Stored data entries
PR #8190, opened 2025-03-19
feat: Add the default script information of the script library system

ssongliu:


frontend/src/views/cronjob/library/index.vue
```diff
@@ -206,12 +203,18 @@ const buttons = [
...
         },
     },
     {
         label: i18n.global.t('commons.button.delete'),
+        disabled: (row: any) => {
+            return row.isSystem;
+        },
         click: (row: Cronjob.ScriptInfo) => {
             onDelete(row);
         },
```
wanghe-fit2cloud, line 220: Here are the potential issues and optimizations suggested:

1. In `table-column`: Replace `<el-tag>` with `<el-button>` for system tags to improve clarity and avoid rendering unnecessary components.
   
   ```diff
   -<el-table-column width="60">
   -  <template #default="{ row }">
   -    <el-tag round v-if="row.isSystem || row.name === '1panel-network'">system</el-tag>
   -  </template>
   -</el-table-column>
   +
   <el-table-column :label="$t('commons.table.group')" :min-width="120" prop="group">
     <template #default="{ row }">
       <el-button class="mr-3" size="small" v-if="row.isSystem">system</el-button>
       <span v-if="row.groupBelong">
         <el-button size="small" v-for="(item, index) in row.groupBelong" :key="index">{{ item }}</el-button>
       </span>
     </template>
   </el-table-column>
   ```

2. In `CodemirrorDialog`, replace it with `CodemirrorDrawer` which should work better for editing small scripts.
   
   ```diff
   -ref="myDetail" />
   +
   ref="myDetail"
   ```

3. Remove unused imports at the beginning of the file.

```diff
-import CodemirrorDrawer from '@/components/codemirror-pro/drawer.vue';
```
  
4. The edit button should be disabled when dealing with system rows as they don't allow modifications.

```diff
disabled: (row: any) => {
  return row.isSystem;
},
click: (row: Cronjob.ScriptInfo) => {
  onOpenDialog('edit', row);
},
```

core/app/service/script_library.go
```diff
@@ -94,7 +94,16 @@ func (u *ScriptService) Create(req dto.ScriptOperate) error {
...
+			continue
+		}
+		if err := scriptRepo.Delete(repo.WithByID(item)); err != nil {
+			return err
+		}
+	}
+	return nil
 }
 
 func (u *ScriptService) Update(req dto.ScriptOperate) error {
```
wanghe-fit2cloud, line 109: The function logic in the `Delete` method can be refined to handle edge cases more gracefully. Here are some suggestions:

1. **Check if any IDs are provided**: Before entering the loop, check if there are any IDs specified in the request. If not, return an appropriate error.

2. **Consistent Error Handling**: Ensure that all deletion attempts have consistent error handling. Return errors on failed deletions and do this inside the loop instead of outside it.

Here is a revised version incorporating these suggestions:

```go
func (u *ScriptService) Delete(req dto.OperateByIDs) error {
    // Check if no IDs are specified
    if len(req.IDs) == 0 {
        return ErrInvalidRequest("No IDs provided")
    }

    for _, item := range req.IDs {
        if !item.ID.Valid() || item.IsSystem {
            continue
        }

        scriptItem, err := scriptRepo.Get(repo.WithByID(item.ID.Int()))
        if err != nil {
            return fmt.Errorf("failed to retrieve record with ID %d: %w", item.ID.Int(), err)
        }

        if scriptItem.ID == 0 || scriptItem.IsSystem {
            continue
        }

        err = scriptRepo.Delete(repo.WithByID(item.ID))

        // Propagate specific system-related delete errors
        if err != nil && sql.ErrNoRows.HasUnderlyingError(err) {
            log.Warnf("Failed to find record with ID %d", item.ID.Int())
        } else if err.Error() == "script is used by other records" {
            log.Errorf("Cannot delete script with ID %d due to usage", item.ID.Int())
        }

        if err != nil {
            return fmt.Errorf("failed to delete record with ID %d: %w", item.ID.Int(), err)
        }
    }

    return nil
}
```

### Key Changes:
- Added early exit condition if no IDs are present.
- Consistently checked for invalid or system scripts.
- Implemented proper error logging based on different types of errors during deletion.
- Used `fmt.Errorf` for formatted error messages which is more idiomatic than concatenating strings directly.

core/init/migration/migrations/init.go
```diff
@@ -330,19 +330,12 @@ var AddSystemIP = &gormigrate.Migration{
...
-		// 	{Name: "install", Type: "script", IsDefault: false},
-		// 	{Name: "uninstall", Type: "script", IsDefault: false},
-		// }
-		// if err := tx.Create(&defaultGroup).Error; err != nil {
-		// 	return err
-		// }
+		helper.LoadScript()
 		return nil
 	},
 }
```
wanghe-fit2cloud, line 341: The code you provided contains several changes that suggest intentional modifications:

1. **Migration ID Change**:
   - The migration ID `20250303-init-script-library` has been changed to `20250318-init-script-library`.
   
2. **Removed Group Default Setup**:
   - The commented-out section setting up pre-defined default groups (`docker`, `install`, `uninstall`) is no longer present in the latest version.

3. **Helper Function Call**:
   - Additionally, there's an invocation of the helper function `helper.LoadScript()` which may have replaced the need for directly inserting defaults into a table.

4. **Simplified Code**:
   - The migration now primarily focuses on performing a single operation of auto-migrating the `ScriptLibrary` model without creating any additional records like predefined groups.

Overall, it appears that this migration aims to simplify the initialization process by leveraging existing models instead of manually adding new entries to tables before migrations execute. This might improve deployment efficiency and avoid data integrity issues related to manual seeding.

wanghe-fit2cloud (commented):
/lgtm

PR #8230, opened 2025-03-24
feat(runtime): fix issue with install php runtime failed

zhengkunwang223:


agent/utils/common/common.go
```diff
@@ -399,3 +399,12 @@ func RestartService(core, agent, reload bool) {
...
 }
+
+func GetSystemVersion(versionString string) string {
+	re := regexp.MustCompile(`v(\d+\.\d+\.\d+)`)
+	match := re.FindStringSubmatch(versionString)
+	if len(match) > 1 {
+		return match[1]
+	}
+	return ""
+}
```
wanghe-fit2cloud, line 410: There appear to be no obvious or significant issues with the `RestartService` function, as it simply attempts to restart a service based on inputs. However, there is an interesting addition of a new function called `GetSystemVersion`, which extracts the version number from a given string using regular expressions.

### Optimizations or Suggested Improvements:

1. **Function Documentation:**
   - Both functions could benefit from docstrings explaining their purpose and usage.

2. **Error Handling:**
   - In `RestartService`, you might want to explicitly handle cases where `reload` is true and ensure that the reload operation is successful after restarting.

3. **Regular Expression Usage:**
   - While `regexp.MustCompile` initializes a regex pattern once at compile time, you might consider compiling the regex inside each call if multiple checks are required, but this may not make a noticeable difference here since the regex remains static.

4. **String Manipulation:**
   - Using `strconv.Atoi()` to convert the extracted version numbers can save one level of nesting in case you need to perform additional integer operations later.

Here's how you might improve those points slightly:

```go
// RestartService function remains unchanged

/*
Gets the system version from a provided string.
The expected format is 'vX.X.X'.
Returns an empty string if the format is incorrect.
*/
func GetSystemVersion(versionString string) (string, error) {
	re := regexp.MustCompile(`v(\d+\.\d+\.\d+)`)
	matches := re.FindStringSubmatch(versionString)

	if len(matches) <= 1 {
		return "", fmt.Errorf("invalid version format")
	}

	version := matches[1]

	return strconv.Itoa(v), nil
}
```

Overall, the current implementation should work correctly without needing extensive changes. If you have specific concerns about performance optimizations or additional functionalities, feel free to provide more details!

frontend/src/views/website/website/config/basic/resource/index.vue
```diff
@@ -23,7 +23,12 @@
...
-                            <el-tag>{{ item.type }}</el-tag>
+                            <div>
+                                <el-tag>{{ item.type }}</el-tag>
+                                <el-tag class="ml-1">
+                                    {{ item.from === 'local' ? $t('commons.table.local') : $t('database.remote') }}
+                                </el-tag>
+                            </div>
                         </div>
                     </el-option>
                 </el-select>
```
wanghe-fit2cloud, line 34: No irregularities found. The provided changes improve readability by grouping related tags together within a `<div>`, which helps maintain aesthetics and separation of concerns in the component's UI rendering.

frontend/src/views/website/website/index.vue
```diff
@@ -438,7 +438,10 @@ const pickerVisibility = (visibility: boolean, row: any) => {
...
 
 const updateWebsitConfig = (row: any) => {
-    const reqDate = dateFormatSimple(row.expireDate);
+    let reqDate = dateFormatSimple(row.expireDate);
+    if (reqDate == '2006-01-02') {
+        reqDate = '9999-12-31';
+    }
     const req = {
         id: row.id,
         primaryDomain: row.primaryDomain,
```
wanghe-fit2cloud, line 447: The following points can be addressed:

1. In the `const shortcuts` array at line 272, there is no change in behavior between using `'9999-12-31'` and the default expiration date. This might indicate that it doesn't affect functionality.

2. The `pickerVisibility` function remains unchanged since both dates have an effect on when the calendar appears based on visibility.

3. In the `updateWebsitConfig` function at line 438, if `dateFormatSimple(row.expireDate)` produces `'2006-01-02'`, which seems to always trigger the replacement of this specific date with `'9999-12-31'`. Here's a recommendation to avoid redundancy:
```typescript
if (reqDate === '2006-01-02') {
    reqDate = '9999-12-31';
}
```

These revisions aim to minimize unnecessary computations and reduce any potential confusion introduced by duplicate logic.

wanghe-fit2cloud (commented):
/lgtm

→ TASK TO CARRY OUT: State how many lines of the entries include the string "loop", with nothing besides the number.

→ TASK ANSWER: 2